▸ **Task directions**
Write out again, exactly, the lines below starting at the one with "Further, the authentication" and ending at the one with "- Other http errors".

(Recorded data begins)

PR #39, opened 2020-04-13
add support for etcd (v3) as key store

aead:
This commit adds support for etcd as key store.
In general, the etcd configuration just requires
one/multiple server/cluster endpoints:

```
[keystore.etcd.v3]
address = [ "http://127.0.0.1:2379" ]
```

However, in production the etcd cluster
should expose a TLS/HTTPS endpoint and
the KES server should authenticate itself
via username/password or mTLS.

For username/password authentication use:
```
[keystore.etcd.v3.credentials]
username = ""
password = ""
```

For mTLS authentication use:
```
[keystore.etcd.v3.tls]
key  = "" # Path to private key
cert = "" # Path to certificate
```

The configuration uses the `etcd.v3` schema since
there is also a (quite old) v2 and there will be a
v4 eventually. By separating the configuration for
different versions we can keep the configuration
options of each version clean and minimal w.r.t. to
the etcd capabilities.

An alternative would have been to use a configuration
entry:
```
[keystore.etcd]
version = "v3"
```
However, if etcd makes some fundamental changes then
the configuration between versions eventually differs
significantly.
Basically, newer etcd versions could make our etcd
configuration messy in this case.
Therefore, this approach has been discarded.

The etcd client SDK (v3) relies on a third-party logging
framework (https://pkg.go.dev/go.uber.org/zap) instead of
the standard library.
This is fine, in general. However, etcd only allows logging
configuration via a `zap.Config` - which does not accept a
custom logging sink as `io.Writer`. This is a fundamental problem
since the KES server allows error log tracing via a client
and may support writing error logs to a web-hook.

This is not possible with the current combination of `zap`
and ectd client SDK. To avoid being inconsistent w.r.t. logging
errors (e.g. error log tracing just prints a subset of the log
events) we disable the internal etcd SDK logging completely.

While this is unfortunate there is not much we can do about this
at the moment.

To test this feature you may:
 1. Start a etcd server: `etcd`
 2. Set the etcd endpoint in the KES server config to:
    ```
    [keystore.etcd.v3]
    address = [ "http://127.0.0.1:2379" ]
    ```

Further testing requires adding more nodes and/or enabling
authentication mechanisms. Refer to: https://etcd.io/docs/


aead:
This PR requires some testing (esp. multi-node, user roles and mTLS).

aead:
Will also follow up on the reported licensing issue.

internal/etcd/etcd.go
```diff
@@ -0,0 +1,320 @@
...
+
+		// Etcd does not allow us to specify a standard
+		// library logger nor configure the log sink as
+		// io.Writer (only paths / URLs). Therefore, we
+		// disable the etcd-internal logging by using
+		// the special "/dev/null" path of the zap package.
+		// It instructs zap to not write logs.
+		//
+		// This entire situation is unfortunate but there
+		// is not much we can do here. ¯\_(ツ)_/¯
```
Alevsk, line 135: ¯\_(ツ)_/¯

aead:
The FOSSA check now passes and the direct dep. seem to be AGPLv3 compatible. Therefore, previous FOSSA test failures seemed to be a bug. Therefore, consider the licensing issue as resolved.

PR #42, opened 2020-04-17
restrict server API to HTTP2

aead:
This commit restricts the KES server API to
HTTP2.

The reason for this restriction is that future
API functionality probably will require bidirectional
streams between the server and the client.

In particular, the KES server will expose APIs that
return a response to the client even though the client
still sends more data. (streaming)

This is not possible with HTTP/1.0 and HTTP/1.1 since
the server must not return a response body to the client
before the server hasn't read the entire client request.

While, in theory, it would be possible to restrict only
those APIs to HTTP2, it seems better to enforce this
restriction for all APIs from the beginning. This avoids
mental complexity for clients - since they don't have to
remember which APIs are restricted and which are not.

Also, we can relax the restriction in the future much more
easily then putting additional limitations in place. The
later would break clients.


aead:
> Why can't you turn off http.Server.Protos to http2 only ?

AFAICS this does not work. Neither the [`NextProtos`](https://golang.org/pkg/crypto/tls/#Config) nor the [`TLSNextProto`](https://golang.org/pkg/net/http/#Server) can be used to disable HTTP/1.0 or HTTP/1.1. AFAICS with `NextProtos` you can only specify the order preference for ALNP while the purpose of `TLSNextProto` seems to be an update-mechanism for the http.Server config and the TLS connection.

For example the following diff does not prevent clients from using HTTP/1.0:
```
diff --git a/cmd/kes/server.go b/cmd/kes/server.go
index 9b8d140..2ba826c 100644
--- a/cmd/kes/server.go
+++ b/cmd/kes/server.go
@@ -304,6 +304,7 @@ func server(args []string) error {
                Handler: mux,
                TLSConfig: &tls.Config{
                        MinVersion: tls.VersionTLS13,
+                       NextProtos: []string{"h2"},
                },
                ErrorLog: errorLog.Log(),
```
Can be verified via `curl --key <key> --cert <cert> https://127.0.0.1:7373 -k --http1.0`

aead:
@harshavardhana Have I addressed your [comment](https://github.com/minio/kes/pull/42#issuecomment-617186716) or did I miss something?

PR #43, opened 2020-04-28
refactor server CLI and configuration

aead:
This commit simplifies the KES server CLI
and configuration based on an internal
design review.

From now on, the KES server only accepts
YAML configuration since the most common
why to use/deploy a KES server is as (docker)
container resp. as K8S pod.
Some configuration fields have changed as well.
For example the previous Vault key store `name`
field has been replaced by the `prefix` field.

Further, this commit simplifies the server
CLI. The TLS private key can be specified
via `--key` and the certificate via `--cert`
(Same as for curl).

Further, the authentication can now be disabled
via `--auth=off` or explicitly enabled via
`--auth=on`. As before mTLS authentication
verification is enabled by default.
(`--auth=on` is the default)


Alevsk:
toml configuration is not longer supported then?

aead:
> toml configuration is not longer supported then?

Yeah, I like toml but yaml is more K8S-friendly and since we make breaking changes and simplify then let's make all the breaking changes now.

PR #248, opened 2022-06-30
Add client metrics to KES client

vadmeste:
HTTP connection to KES server has now two new metrics:
- Timeout error
- Other http errors

This is useful to monitor the quality of the connection to a KES server


aead:
Refer to #252 as alternative solution

aead:
Closing due to #252 got merged and implements an alternative solution.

(Recorded data ends)

▸ **Result for this task**
Further, the authentication can now be disabled
via `--auth=off` or explicitly enabled via
`--auth=on`. As before mTLS authentication
verification is enabled by default.
(`--auth=on` is the default)


Alevsk:
toml configuration is not longer supported then?

aead:
> toml configuration is not longer supported then?

Yeah, I like toml but yaml is more K8S-friendly and since we make breaking changes and simplify then let's make all the breaking changes now.

PR #248, opened 2022-06-30
Add client metrics to KES client

vadmeste:
HTTP connection to KES server has now two new metrics:
- Timeout error
- Other http errors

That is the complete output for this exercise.